### WORK INSTRUCTION
The entries follow. Copy every line in which "shown" appears.

### RECORDS FOR PROCESSING
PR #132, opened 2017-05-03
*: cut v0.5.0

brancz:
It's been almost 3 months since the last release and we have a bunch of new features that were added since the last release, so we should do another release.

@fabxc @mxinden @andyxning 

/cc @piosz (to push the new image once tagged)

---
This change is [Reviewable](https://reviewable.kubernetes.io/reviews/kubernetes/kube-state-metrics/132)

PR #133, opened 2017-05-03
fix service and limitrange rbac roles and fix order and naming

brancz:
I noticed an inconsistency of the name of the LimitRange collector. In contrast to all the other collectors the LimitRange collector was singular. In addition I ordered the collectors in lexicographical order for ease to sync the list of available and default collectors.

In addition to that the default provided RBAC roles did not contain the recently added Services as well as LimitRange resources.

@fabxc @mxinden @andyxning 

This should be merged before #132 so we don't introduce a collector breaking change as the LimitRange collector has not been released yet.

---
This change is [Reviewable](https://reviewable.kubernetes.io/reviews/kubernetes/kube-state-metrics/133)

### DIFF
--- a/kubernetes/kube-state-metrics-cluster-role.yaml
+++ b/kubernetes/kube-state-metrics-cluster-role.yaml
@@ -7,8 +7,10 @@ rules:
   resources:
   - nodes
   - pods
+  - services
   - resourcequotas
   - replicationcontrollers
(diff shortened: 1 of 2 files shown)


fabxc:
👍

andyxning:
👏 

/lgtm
---
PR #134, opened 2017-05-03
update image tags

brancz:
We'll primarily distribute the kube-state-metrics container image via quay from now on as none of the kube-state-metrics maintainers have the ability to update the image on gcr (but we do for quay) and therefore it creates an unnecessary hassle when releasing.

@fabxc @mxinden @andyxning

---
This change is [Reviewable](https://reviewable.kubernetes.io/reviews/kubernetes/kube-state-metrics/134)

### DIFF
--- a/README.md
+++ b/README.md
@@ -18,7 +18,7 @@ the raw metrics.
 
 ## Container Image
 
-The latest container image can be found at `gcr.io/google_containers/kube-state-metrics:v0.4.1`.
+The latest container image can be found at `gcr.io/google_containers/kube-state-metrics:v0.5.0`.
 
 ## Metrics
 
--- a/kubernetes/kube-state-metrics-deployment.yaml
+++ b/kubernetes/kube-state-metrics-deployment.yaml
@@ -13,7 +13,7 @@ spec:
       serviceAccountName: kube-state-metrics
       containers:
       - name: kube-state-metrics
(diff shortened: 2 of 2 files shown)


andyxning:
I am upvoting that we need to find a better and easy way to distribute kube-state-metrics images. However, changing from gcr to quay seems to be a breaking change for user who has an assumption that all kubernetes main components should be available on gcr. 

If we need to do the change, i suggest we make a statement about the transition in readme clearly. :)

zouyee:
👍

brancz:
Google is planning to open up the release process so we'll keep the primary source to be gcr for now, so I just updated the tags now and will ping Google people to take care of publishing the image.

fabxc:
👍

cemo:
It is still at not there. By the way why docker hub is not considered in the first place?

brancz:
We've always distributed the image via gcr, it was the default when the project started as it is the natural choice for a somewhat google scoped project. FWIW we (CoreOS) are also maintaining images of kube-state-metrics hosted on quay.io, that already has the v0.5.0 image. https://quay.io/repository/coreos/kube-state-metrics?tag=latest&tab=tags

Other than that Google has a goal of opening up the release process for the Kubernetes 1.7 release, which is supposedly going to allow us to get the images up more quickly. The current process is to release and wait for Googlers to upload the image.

### SOLUTION TO THIS TASK
(diff shortened: 1 of 2 files shown)
(diff shortened: 2 of 2 files shown)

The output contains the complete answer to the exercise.